- **Exercise**:
How many lines below include the word "jbaiera"? State that number and nothing else.

- **Saved data entries**:
++++++

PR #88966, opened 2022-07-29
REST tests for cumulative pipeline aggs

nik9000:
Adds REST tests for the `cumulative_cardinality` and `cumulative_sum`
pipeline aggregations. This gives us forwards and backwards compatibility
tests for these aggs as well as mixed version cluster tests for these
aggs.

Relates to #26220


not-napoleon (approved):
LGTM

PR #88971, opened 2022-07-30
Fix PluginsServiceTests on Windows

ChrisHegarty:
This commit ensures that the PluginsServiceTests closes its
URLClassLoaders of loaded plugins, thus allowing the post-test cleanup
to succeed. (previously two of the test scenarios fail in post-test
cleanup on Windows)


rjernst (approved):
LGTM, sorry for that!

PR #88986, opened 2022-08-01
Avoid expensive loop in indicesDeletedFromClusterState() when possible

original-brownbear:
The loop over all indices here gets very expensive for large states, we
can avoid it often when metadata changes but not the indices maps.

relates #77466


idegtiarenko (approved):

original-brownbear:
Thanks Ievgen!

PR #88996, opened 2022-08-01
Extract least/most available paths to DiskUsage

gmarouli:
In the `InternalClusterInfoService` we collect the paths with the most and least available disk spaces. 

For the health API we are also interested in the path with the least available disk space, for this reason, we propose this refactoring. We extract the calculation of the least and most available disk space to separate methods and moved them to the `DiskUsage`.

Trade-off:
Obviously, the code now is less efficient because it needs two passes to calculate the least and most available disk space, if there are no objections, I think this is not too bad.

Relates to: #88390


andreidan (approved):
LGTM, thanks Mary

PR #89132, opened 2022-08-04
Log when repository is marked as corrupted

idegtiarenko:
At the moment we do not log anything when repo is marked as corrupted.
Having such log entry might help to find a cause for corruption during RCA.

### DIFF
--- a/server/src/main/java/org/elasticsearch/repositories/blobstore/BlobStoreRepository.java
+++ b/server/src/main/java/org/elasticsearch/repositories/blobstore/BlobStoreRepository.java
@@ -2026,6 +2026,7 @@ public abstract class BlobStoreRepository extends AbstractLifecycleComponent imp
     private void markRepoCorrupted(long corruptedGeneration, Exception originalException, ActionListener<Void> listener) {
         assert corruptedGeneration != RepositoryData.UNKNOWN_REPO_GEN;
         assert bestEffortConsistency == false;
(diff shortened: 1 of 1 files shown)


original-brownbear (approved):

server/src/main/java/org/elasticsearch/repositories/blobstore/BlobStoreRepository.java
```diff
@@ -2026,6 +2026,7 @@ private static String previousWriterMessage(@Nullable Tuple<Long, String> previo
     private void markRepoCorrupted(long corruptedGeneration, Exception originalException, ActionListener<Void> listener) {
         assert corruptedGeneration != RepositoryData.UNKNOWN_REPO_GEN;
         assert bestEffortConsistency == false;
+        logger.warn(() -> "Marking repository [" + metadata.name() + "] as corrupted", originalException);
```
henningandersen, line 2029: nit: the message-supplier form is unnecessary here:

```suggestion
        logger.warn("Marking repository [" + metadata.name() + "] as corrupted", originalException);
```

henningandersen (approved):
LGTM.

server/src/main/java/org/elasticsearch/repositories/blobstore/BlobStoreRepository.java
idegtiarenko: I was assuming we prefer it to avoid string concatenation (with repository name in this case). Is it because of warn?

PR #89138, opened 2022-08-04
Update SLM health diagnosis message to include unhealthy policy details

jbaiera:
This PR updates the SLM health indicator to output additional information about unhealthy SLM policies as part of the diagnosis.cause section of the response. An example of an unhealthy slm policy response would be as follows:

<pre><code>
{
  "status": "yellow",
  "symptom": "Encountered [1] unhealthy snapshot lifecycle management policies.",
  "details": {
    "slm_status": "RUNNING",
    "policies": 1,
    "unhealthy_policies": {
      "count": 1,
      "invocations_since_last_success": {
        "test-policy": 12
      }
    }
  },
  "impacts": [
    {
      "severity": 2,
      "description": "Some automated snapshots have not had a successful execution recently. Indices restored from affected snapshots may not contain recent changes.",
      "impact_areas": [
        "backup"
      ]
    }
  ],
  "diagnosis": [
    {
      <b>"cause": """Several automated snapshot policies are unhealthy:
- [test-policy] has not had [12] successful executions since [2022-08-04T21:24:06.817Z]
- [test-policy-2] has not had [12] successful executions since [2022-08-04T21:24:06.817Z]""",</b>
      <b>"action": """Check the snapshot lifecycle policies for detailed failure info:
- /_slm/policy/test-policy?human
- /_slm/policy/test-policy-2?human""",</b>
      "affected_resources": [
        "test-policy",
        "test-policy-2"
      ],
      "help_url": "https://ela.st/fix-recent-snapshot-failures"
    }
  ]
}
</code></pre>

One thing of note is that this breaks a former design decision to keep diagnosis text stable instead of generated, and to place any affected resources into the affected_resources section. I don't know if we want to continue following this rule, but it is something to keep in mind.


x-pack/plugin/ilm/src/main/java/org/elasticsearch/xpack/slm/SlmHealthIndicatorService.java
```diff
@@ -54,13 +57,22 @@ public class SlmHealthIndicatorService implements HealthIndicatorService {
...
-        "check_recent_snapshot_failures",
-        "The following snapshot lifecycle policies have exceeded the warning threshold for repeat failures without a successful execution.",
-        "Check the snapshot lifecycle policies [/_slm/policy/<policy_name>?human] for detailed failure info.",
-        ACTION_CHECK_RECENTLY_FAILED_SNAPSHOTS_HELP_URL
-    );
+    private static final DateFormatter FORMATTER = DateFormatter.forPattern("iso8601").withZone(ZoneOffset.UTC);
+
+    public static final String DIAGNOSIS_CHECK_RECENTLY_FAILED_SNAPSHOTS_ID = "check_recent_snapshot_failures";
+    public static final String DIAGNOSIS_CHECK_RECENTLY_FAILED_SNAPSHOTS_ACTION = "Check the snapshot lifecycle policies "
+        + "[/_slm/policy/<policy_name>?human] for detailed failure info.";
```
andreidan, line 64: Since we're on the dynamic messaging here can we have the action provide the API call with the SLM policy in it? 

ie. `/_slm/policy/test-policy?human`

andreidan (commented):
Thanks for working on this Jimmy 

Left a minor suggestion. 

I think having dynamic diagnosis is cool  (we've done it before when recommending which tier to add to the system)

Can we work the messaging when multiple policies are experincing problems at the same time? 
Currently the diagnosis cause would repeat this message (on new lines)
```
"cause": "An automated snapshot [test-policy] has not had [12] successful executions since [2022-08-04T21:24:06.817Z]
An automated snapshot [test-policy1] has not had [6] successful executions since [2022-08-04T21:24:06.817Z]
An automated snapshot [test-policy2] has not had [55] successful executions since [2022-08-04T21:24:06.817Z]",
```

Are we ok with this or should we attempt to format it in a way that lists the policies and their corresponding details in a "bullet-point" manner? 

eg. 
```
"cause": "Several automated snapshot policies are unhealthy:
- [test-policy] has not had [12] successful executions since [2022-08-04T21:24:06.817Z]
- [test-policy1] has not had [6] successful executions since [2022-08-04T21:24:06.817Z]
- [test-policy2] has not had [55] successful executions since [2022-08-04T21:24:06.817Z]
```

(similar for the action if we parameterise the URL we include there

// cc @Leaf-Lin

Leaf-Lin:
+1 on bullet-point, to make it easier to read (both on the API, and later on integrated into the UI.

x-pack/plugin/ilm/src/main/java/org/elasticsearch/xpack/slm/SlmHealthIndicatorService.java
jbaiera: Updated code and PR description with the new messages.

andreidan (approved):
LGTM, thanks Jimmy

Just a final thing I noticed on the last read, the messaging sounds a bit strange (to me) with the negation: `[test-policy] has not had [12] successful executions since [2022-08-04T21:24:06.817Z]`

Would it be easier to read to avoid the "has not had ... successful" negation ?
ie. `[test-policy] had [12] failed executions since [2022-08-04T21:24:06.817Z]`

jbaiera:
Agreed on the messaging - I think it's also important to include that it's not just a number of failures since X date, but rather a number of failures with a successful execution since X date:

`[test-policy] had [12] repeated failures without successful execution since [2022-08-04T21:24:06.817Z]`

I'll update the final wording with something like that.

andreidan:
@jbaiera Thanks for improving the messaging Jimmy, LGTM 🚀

++++++

- **Response**:
4